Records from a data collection
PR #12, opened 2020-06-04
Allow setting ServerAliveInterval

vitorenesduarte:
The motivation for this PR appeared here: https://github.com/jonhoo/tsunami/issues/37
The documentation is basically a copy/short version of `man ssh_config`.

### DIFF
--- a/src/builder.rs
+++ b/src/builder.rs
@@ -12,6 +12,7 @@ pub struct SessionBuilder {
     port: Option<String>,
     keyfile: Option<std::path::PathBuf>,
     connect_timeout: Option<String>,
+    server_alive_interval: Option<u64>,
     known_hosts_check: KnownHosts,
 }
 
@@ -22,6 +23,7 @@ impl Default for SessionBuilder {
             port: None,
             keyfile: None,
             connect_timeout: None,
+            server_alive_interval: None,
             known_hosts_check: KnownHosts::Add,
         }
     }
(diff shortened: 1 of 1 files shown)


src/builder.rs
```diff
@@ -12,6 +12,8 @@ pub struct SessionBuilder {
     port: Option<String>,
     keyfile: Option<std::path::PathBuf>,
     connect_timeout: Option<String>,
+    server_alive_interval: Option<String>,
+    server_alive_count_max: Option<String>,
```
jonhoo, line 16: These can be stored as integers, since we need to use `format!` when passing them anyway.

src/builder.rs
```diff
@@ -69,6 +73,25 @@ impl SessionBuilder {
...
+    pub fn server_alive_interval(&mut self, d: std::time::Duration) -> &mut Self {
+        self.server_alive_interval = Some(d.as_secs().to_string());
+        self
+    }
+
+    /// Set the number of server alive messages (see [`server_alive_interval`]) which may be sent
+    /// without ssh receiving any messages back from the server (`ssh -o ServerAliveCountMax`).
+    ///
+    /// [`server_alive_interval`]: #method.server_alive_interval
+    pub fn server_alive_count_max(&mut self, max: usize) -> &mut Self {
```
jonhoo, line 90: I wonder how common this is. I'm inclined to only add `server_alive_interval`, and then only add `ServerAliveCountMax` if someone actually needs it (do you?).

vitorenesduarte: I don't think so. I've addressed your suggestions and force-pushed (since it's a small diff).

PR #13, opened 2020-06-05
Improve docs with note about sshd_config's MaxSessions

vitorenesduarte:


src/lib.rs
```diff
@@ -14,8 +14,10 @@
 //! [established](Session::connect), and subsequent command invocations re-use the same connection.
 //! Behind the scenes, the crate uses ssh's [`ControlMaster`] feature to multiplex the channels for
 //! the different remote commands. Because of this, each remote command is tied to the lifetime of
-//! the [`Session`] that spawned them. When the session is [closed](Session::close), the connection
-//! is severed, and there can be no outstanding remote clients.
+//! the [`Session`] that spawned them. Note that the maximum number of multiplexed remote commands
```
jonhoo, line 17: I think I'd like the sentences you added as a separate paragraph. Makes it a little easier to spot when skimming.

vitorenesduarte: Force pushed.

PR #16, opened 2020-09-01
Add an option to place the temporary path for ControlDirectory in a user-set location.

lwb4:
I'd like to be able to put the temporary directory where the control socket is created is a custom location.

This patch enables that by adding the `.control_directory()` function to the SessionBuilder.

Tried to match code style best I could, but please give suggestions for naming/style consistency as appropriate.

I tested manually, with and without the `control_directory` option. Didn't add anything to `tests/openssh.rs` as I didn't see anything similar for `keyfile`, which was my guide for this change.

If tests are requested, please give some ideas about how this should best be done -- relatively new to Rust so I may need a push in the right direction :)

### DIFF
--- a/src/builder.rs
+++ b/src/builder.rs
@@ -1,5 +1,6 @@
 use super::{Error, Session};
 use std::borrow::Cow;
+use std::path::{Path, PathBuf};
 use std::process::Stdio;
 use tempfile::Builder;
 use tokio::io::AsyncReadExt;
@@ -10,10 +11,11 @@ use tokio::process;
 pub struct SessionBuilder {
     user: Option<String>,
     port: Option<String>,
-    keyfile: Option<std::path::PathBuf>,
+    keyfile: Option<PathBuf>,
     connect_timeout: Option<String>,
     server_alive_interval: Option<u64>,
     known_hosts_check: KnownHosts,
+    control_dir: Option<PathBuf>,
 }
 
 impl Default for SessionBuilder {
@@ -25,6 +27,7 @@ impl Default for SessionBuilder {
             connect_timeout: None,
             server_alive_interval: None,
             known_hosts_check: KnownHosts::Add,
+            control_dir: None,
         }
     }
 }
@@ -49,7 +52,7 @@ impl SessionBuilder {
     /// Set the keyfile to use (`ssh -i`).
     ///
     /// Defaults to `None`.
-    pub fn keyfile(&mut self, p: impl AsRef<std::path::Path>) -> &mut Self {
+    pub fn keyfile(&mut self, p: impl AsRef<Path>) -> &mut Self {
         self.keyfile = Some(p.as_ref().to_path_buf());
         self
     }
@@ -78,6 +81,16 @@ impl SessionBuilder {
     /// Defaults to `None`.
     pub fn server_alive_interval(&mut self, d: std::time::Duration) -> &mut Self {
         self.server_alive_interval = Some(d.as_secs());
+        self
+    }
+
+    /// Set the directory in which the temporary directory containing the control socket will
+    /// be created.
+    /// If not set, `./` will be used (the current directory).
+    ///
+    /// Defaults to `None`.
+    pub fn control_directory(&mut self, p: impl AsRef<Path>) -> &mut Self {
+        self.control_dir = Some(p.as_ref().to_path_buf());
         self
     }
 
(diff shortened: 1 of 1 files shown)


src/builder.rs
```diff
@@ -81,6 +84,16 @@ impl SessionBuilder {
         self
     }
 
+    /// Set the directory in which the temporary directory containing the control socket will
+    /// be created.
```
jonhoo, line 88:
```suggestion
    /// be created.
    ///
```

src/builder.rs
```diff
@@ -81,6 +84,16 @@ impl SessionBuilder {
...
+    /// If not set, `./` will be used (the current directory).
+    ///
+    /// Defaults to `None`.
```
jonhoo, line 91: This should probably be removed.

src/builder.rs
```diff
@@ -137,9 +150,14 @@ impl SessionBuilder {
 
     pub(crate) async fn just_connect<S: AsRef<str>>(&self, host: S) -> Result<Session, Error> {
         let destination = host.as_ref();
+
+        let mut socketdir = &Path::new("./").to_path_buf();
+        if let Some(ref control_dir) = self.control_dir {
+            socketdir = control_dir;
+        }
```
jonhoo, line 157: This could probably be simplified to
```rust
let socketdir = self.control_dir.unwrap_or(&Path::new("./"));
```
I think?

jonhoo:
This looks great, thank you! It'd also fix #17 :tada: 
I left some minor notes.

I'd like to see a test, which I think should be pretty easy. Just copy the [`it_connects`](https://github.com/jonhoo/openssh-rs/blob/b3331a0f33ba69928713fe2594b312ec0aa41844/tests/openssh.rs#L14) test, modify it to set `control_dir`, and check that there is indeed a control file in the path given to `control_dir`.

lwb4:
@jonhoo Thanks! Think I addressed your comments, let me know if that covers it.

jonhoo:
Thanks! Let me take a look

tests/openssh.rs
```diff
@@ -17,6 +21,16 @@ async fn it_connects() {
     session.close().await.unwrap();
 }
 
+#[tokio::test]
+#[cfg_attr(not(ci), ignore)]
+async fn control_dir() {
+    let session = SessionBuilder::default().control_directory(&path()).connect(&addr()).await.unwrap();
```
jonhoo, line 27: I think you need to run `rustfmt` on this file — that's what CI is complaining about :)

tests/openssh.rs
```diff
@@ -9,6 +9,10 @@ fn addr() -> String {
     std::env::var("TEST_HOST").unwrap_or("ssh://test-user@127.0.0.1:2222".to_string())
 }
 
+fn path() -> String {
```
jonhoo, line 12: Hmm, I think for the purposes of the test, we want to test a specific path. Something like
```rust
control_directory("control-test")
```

» What is expected:
Every line above is to be transcribed exactly, with nothing dropped.

» Written response:
PR #12, opened 2020-06-04
Allow setting ServerAliveInterval

vitorenesduarte:
The motivation for this PR appeared here: https://github.com/jonhoo/tsunami/issues/37
The documentation is basically a copy/short version of `man ssh_config`.

### DIFF
--- a/src/builder.rs
+++ b/src/builder.rs
@@ -12,6 +12,7 @@ pub struct SessionBuilder {
     port: Option<String>,
     keyfile: Option<std::path::PathBuf>,
     connect_timeout: Option<String>,
+    server_alive_interval: Option<u64>,
     known_hosts_check: KnownHosts,
 }
 
@@ -22,6 +23,7 @@ impl Default for SessionBuilder {
             port: None,
             keyfile: None,
             connect_timeout: None,
+            server_alive_interval: None,
             known_hosts_check: KnownHosts::Add,
         }
     }
(diff shortened: 1 of 1 files shown)


src/builder.rs
```diff
@@ -12,6 +12,8 @@ pub struct SessionBuilder {
     port: Option<String>,
     keyfile: Option<std::path::PathBuf>,
     connect_timeout: Option<String>,
+    server_alive_interval: Option<String>,
+    server_alive_count_max: Option<String>,
```
jonhoo, line 16: These can be stored as integers, since we need to use `format!` when passing them anyway.

src/builder.rs
```diff
@@ -69,6 +73,25 @@ impl SessionBuilder {
...
+    pub fn server_alive_interval(&mut self, d: std::time::Duration) -> &mut Self {
+        self.server_alive_interval = Some(d.as_secs().to_string());
+        self
+    }
+
+    /// Set the number of server alive messages (see [`server_alive_interval`]) which may be sent
+    /// without ssh receiving any messages back from the server (`ssh -o ServerAliveCountMax`).
+    ///
+    /// [`server_alive_interval`]: #method.server_alive_interval
+    pub fn server_alive_count_max(&mut self, max: usize) -> &mut Self {
```
jonhoo, line 90: I wonder how common this is. I'm inclined to only add `server_alive_interval`, and then only add `ServerAliveCountMax` if someone actually needs it (do you?).

vitorenesduarte: I don't think so. I've addressed your suggestions and force-pushed (since it's a small diff).

PR #13, opened 2020-06-05
Improve docs with note about sshd_config's MaxSessions

vitorenesduarte:


src/lib.rs
```diff
@@ -14,8 +14,10 @@
 //! [established](Session::connect), and subsequent command invocations re-use the same connection.
 //! Behind the scenes, the crate uses ssh's [`ControlMaster`] feature to multiplex the channels for
 //! the different remote commands. Because of this, each remote command is tied to the lifetime of
-//! the [`Session`] that spawned them. When the session is [closed](Session::close), the connection
-//! is severed, and there can be no outstanding remote clients.
+//! the [`Session`] that spawned them. Note that the maximum number of multiplexed remote commands
```
jonhoo, line 17: I think I'd like the sentences you added as a separate paragraph. Makes it a little easier to spot when skimming.

vitorenesduarte: Force pushed.

PR #16, opened 2020-09-01
Add an option to place the temporary path for ControlDirectory in a user-set location.

lwb4:
I'd like to be able to put the temporary directory where the control socket is created is a custom location.

This patch enables that by adding the `.control_directory()` function to the SessionBuilder.

Tried to match code style best I could, but please give suggestions for naming/style consistency as appropriate.

I tested manually, with and without the `control_directory` option. Didn't add anything to `tests/openssh.rs` as I didn't see anything similar for `keyfile`, which was my guide for this change.

If tests are requested, please give some ideas about how this should best be done -- relatively new to Rust so I may need a push in the right direction :)

### DIFF
--- a/src/builder.rs
+++ b/src/builder.rs
@@ -1,5 +1,6 @@
 use super::{Error, Session};
 use std::borrow::Cow;
+use std::path::{Path, PathBuf};
 use std::process::Stdio;
 use tempfile::Builder;
 use tokio::io::AsyncReadExt;
@@ -10,10 +11,11 @@ use tokio::process;
 pub struct SessionBuilder {
     user: Option<String>,
     port: Option<String>,
-    keyfile: Option<std::path::PathBuf>,
+    keyfile: Option<PathBuf>,
     connect_timeout: Option<String>,
     server_alive_interval: Option<u64>,
     known_hosts_check: KnownHosts,
+    control_dir: Option<PathBuf>,
 }
 
 impl Default for SessionBuilder {
@@ -25,6 +27,7 @@ impl Default for SessionBuilder {
             connect_timeout: None,
             server_alive_interval: None,
             known_hosts_check: KnownHosts::Add,
+            control_dir: None,
         }
     }
 }
@@ -49,7 +52,7 @@ impl SessionBuilder {
     /// Set the keyfile to use (`ssh -i`).
     ///
     /// Defaults to `None`.
-    pub fn keyfile(&mut self, p: impl AsRef<std::path::Path>) -> &mut Self {
+    pub fn keyfile(&mut self, p: impl AsRef<Path>) -> &mut Self {
         self.keyfile = Some(p.as_ref().to_path_buf());
         self
     }
@@ -78,6 +81,16 @@ impl SessionBuilder {
     /// Defaults to `None`.
     pub fn server_alive_interval(&mut self, d: std::time::Duration) -> &mut Self {
         self.server_alive_interval = Some(d.as_secs());
+        self
+    }
+
+    /// Set the directory in which the temporary directory containing the control socket will
+    /// be created.
+    /// If not set, `./` will be used (the current directory).
+    ///
+    /// Defaults to `None`.
+    pub fn control_directory(&mut self, p: impl AsRef<Path>) -> &mut Self {
+        self.control_dir = Some(p.as_ref().to_path_buf());
         self
     }
 
(diff shortened: 1 of 1 files shown)


src/builder.rs
```diff
@@ -81,6 +84,16 @@ impl SessionBuilder {
         self
     }
 
+    /// Set the directory in which the temporary directory containing the control socket will
+    /// be created.
```
jonhoo, line 88:
```suggestion
    /// be created.
    ///
```

src/builder.rs
```diff
@@ -81,6 +84,16 @@ impl SessionBuilder {
...
+    /// If not set, `./` will be used (the current directory).
+    ///
+    /// Defaults to `None`.
```
jonhoo, line 91: This should probably be removed.

src/builder.rs
```diff
@@ -137,9 +150,14 @@ impl SessionBuilder {
 
     pub(crate) async fn just_connect<S: AsRef<str>>(&self, host: S) -> Result<Session, Error> {
         let destination = host.as_ref();
+
+        let mut socketdir = &Path::new("./").to_path_buf();
+        if let Some(ref control_dir) = self.control_dir {
+            socketdir = control_dir;
+        }
```
jonhoo, line 157: This could probably be simplified to
```rust
let socketdir = self.control_dir.unwrap_or(&Path::new("./"));
```
I think?

jonhoo:
This looks great, thank you! It'd also fix #17 :tada: 
I left some minor notes.

I'd like to see a test, which I think should be pretty easy. Just copy the [`it_connects`](https://github.com/jonhoo/openssh-rs/blob/b3331a0f33ba69928713fe2594b312ec0aa41844/tests/openssh.rs#L14) test, modify it to set `control_dir`, and check that there is indeed a control file in the path given to `control_dir`.

lwb4:
@jonhoo Thanks! Think I addressed your comments, let me know if that covers it.

jonhoo:
Thanks! Let me take a look

tests/openssh.rs
```diff
@@ -17,6 +21,16 @@ async fn it_connects() {
     session.close().await.unwrap();
 }
 
+#[tokio::test]
+#[cfg_attr(not(ci), ignore)]
+async fn control_dir() {
+    let session = SessionBuilder::default().control_directory(&path()).connect(&addr()).await.unwrap();
```
jonhoo, line 27: I think you need to run `rustfmt` on this file — that's what CI is complaining about :)

tests/openssh.rs
```diff
@@ -9,6 +9,10 @@ fn addr() -> String {
     std::env::var("TEST_HOST").unwrap_or("ssh://test-user@127.0.0.1:2222".to_string())
 }
 
+fn path() -> String {
```
jonhoo, line 12: Hmm, I think for the purposes of the test, we want to test a specific path. Something like
```rust
control_directory("control-test")
```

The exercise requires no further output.